• WORK ITEM: Quote verbatim the span of lines that begins the listing below and closes with the line containing "-181,7 +181,7 @@".

• GIVEN DATA:
----------
PR #4170, opened 2025-04-04
Make sec10k metadata consistent with archiver

zschira:
# Overview

Update SEC10k `sources` metadata to be consistent with archiver, and add `Sec10kSettings` class.

### DIFF
--- a/src/pudl/settings.py
+++ b/src/pudl/settings.py
@@ -181,7 +181,7 @@ class Sec10kSettings(GenericDatasetSettings):
 
     data_source: ClassVar[DataSource] = DataSource.from_id("sec10k")
 
-    years: list[int] = range(1993, 2025)
+    years: list[int] = range(1993, 2024)
     """The list of years to validate."""
 
     tables: list[str] = data_source.working_partitions["tables"]
--- a/src/pudl/settings.py
+++ b/src/pudl/settings.py
@@ -177,7 +177,7 @@ class PhmsaGasSettings(GenericDatasetSettings):
 
 
 class Sec10kSettings(GenericDatasetSettings):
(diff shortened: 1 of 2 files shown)


src/pudl/settings.py
```diff
@@ -176,6 +176,17 @@ class PhmsaGasSettings(GenericDatasetSettings):
     """The list of years to validate."""
 
 
+class Sec10kSettings(GenericDatasetSettings):
+    """An immutable pydantic model to validate PHMSA settings."""
+
+    data_source: ClassVar[DataSource] = DataSource.from_id("sec10k")
+
+    years: list[int] = range(1993, 2025)
```
zaneselvans, line 184: Doesn't the data only go through 2023 right now?

```suggestion
    years: list[int] = range(1993, 2024)
```

src/pudl/settings.py
```diff
@@ -176,6 +176,17 @@ class PhmsaGasSettings(GenericDatasetSettings):
     """The list of years to validate."""
 
 
+class Sec10kSettings(GenericDatasetSettings):
+    """An immutable pydantic model to validate PHMSA settings."""
```
zaneselvans, line 180:
```suggestion
    """An immutable Pydantic model to validate SEC 10-K settings."""
```

zaneselvans (changes requested):
I could be wrong but I think the range of years is wrong. I left suggested changes

src/pudl/settings.py
zschira: Oh yeah we haven't archived the 2024 data yet.

zaneselvans (approved):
----------
• TASK RESULT:
PR #4170, opened 2025-04-04
Make sec10k metadata consistent with archiver

zschira:
# Overview

Update SEC10k `sources` metadata to be consistent with archiver, and add `Sec10kSettings` class.

### DIFF
--- a/src/pudl/settings.py
+++ b/src/pudl/settings.py
@@ -181,7 +181,7 @@ class Sec10kSettings(GenericDatasetSettings):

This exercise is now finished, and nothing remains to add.